6. In de concurring opinion van de rechters O’Leary en Mourou-Vikström worden bij deze ‘grote stappen snel thuis-redenering’ van het Hof met betrekking tot de wetmatigheidseis terecht vraagtekens geplaatst. O’Leary en Mourou-Vikström komen in par. 4 van hun concurring opinion tot de, mijns inziens, terechte conclusie dat de inbreuk op het eigendomsrecht in deze casus onwetmatig was (“the impugned interference cannot be regarded as having been lawfully imposed”). Een van de voorwaarden uit artikel 483 par. 1 van de Oekraïense Douanewet lijkt toch onmiskenbaar te zijn dat de onjuiste gegevens opzettelijk moeten zijn verstrekt. Daarvan is in casu geen sprake. O’Leary en Mourou-Vikström onderbouwen hun opvatting in par. 1 tot en met 4 op heldere en uitgebreide wijze waarbij zij onder meer wijzen op het belang van de ‘rule of law’ onder andere met het oog op de eis van voorzienbaarheid (rechtszekerheid) alsmede met het oog op het tegengaan van willekeur. Gelet op het voorgaande had het EHRM dus eigenlijk niet toe moeten komen aan de beoordeling van de vraag of met de inbreuk op het eigendomsrecht een legitiem doel wordt nagestreefd en of de inbreuk proportioneel is.

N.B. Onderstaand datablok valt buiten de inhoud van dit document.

PR #522, opened 2026-09-07
BKRS-387 Add all data types test

filkeith:
- added test

### DIFF
--- a/backup_restore_integration_test.go
+++ b/backup_restore_integration_test.go
@@ -22,11 +22,18 @@ import (
 	"errors"
 	"fmt"
 	"log/slog"
+	"math"
+	"math/rand/v2"
 	"os"
 	"path"
+	"reflect"
+	"slices"
+	"strconv"
+	"strings"
 	"sync"
 	"testing"
 	"time"
+	"unicode/utf8"
 
 	a "github.com/aerospike/aerospike-client-go/v8"
 	"github.com/aerospike/backup-go/io/encoding/asb"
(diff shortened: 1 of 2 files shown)


backup_restore_integration_test.go
```diff
@@ -52,6 +59,182 @@ const (
...
+	dtClassScalar = dtSizeClass{name: "scalar", size: dtSizeScalar, records: dtRecordsDefault}
+	dtClassSmall  = dtSizeClass{name: "1536b", size: dtSizeSmall, records: dtRecordsDefault}
+	dtClassMedium = dtSizeClass{name: "100kb", size: dtSizeMedium, records: dtRecordsDefault}
+	dtClassLarge  = dtSizeClass{name: "1mb", size: dtSizeLarge, records: dtRecordsLarge}
+	dtClassHuge   = dtSizeClass{name: "7mb", size: dtSizeHuge, records: dtRecordsHuge}
+)
+
+// dtWriter populates one test set and reports the bins the database is expected
+// to hold, keyed by record digest.
+type dtWriter interface {
```
korotkov-aerospike, line 227: d**b**Writer?

korotkov-aerospike: or it's dataWriter?

korotkov-aerospike (approved):

backup_restore_integration_test.go
filkeith: It exists because one type behaves differently from the rest. dtGenWriter builds bins on the client, writes them with Put, and returns exactly what it generated. dtHLLWriter can't do that — an HLL particle is built by the server — so it writes via Operate(HLLAddOp) and reads the record back to learn what the value actually is. Same output shape, two different paths; dtRunCase doesn't care which one it got.

Issue #22, opened 2015-04-19
time to usable screen is too long on multinode job


stdweird:
The time to screen session is very long, it's unclear what causes this

ehiggs:
In taking a look at this, I'm thinking of using a dependency graph to order the process starts. This will 

a.) give us a useful ordering or service starts, 

b.) if we have an ordering it will allow scripts to only start when services are up. 

c.) increase debugability since we can define the order that servies come up, we can test to make sure it happens in this order. Currently, they can come up in perhaps any order they like on all the machines.

When we have a dependency graph we can then push the screen session to start up earlier.

stdweird:
sure it would be nice, but for now, you know the order right? so i fail to see how this will help (if not only make things more complicated to debug).

ehiggs:
Plotting the log entries, the time has several jumps. These are each one minute long because of the way the mpiservice job loop runs, waiting for a minute each time through.

If we change the wait time on the loop, it gets much quicker on 2 nodes. In the following plot, the x axis is log message# (cropped to when the screen service has started). The y axis is seconds from the first log message.

![time-to-startup](https://cloud.githubusercontent.com/assets/28823/12356717/51cbc53a-bba4-11e5-93da-f0111394026a.png)

ehiggs:
Plotting the log entries, the time has several jumps. These are each one minute long because of the way the mpiservice job loop runs, waiting for a minute each time through.

If we change the wait time on the loop, it gets much quicker on 2 nodes. The following plot is 'line in the log file' on the x axis and is cropped to when the screen service has started. The y axis is seconds from the first log message.

![time-to-startup](https://cloud.githubusercontent.com/assets/28823/12356471/3219cc10-bba3-11e5-84ac-2de9665d0ac0.png)

PR #148, opened 2016-01-15
Reduce time to check processes down to 15 from 60.

ehiggs:
Seems to make our startup faster my a linear amount.

Addresses #22.

### DIFF
--- a/hod/mpiservice.py
+++ b/hod/mpiservice.py
@@ -194,7 +194,7 @@ def run_tasks(svc):
     """Make communicators for tasks and execute the work there"""
     # Based on initial dist, create the groups and communicators and map with work
     active_work = []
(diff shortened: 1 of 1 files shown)


boegel:
@ehiggs: what's up with the failing tests?

Also, would it hurt to make this even tighter, e.g. 5s?

boegel:
As discussed: can we use 5s during startup, and then switch back to 60s once the cluster is running?

boegel:
@ehiggs: what's up with the tests? We need them green to merge this.

ehiggs:
Jenkins, test this please.

ehiggs:
I don't know what's up with the test. Jenkins claims it timed out fetching the branch after 10 minutes.

PR #161, opened 2016-08-11
add support for --modulepaths to specify the location of custom modules

boegel:
Users can already support additional modules to be loaded via `--modules`, but these are expected to be available by default in whichever `$MODULEPATH` that gets defined.

With Lmod as a modules tool, specifying the modules to be loaded full path doesn't work.

By adding `--modulepaths` and running `module use` on each of them, users can specify additional locations for modules to be loaded.

### DIFF
--- a/hod/cluster.py
+++ b/hod/cluster.py
@@ -46,10 +46,7 @@ CLUSTER_ENV_TEMPLATE = """
 # make sure session is properly set up (e.g., that 'module' command is defined)
 source /etc/profile
 
-for modpath in %(modpaths)s;
-do
-    module use modpath
-done
+for modpath in %(modpaths)s; do module use $modpath; done
 
 module load %(modules)s
 
--- a/hod/cluster.py
+++ b/hod/cluster.py
@@ -217,7 +217,7 @@ def gen_cluster_info(label, options):
     """Generate cluster info as a dict, intended to use as template values for CLUSTER_ENV_TEMPLATE."""
     # list of modules that should be loaded: modules for selected service + extra modules specified via --modules
     config_path = resolve_config_paths(options.hodconf, options.dist)
-    hodconf = hc.load_hod_config(config_path, options.workdir, options.modules)
+    hodconf = hc.load_hod_config(config_path, options.workdir, options.modulepaths, options.modules)
     cluster_info = {
         'hadoop_conf_dir': hodconf.configdir,
         'hod_localworkdir': hodconf.localworkdir,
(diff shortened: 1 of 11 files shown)


hod/cluster.py
```diff
@@ -46,6 +46,11 @@
 # make sure session is properly set up (e.g., that 'module' command is defined)
 source /etc/profile
 
+for modpath in %(modpaths)s;
+do
+    module use modpath
```
stdweird: `$modpath`?

hod/cluster.py
```diff
@@ -46,6 +46,11 @@
 # make sure session is properly set up (e.g., that 'module' command is defined)
 source /etc/profile
 
+for modpath in %(modpaths)s;
+do
```
stdweird: move the do to previouos line if you end it with an `;`

hod/cluster.py
boegel: ugh, good catch (I was still verifying whether this actually works, clearly it won't :))

hod/local.py
```diff
@@ -64,6 +64,7 @@ def config_options(self):
         """Add general configuration options."""
         opts = copy.deepcopy(GENERAL_HOD_OPTIONS)
         opts.update({
+            'modulepaths': ("Extra paths to take into account for loading modules", 'string', 'store', None),
```
stdweird: copy/paste much?

boegel: some options only make sense for certain subcommands, while others don't (cfr. `--script`)

we're already using `GENERAL_HOD_OPTIONS` for options that are common for *all* subcommands, I don't think we should take it much further than that?

stdweird: sure, but why copy paste all the common ones, incl the lines above etc etc. and people say python is OO....

boegel: fixed, I added a `COMMON_HOD_CONFIG_OPTIONS` too and used it where , I don't think an OO approach would be a lot better

hod/subcommands/batch.py
```diff
@@ -69,9 +69,7 @@ def batch_options(self):
     def config_options(self):
         """Add general configuration options."""
         opts = copy.deepcopy(GENERAL_HOD_OPTIONS)
-        opts.update({
-            'modules': ("Extra modules to load in each service environment", 'string', 'store', None),
-        })
+        opts.update(COMMON_HOD_CONFIG_OPTIONS)
```
stdweird: thx, much better

boegel:
This is working as expected now, thanks for the review @stdweird!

7. Een tweede punt van aandacht, waar ook in de concurring opinion van de rechters O’Leary en Mourou-Vikström op wordt gewezen, is het gebrek aan een heldere lijn in de rechtspraak van het EHRM met betrekking tot de proportionaliteit van de bestuurlijke boete in relatie tot de vraag of er sprake is van een ongerechtvaardigde inbreuk op het eigendomsrecht. In casu wordt de inbreuk op het eigendomsrecht door de hoogte van de opgelegde boete als onevenredig beoordeeld (par. 33). Vaak komt dat echter niet voor, zeker niet in belasting- en douanezaken zoals hier aan de orde. Het algemeen belang van de overheid (om effectief op te kunnen treden tegen overtredingen) en het bestraffende karakter van de sanctie brengen vaak mee dat het EHRM – ook bij (zeer) hoge (dwingend opgelegde) boetes – geen onrechtmatige inbreuk aanneemt op het eigendomsrecht maar constateert dat er desalniettemin sprake is van een ‘fair balance’ tussen het algemeen belang en de inbreuk op het eigendomsrecht van de persoon aan wie de (bestuurlijke) boete wordt opgelegd.[4] In bovenstaand arrest wordt niet echt duidelijk gemaakt waarom in dit geval die lijn niet gevolgd wordt. Het Hof stipt het zwaarwegende algemeen belang bij de handhaving van belasting- en douanewetgeving wel aan in par. 28 maar besteedt daar in het vervolg van zijn overwegingen niet echt aandacht meer aan. De nadruk in het kader van de ‘fair balance-toets’ lijkt te liggen op de beperkte toetsing(smogelijkheid) van de opgelegde bestuurlijke boete door de nationale rechter onder andere vanwege het gebonden karakter van de bestuurlijke boete in relatie tot de hoogte van de boete (par. 30 e.v.). Hierdoor was de nationale procedure niet meer dan een wassen neus voor klaagster terwijl er voor haar veel op het spel stond (par. 32). Dit laatste lijkt mij overigens een overweging die meer thuis hoort bij een toets aan het fair trial-beginsel uit artikel 6 EVRM.[5] Bij de door het EHRM aangelegde proportionaliteitstoets in deze casus krijg ik bovendien de indruk dat impliciet de verwijtbaarheidscomponent ook een rol heeft gespeeld en daarmee eigenlijk ook de wetmatigheidseis.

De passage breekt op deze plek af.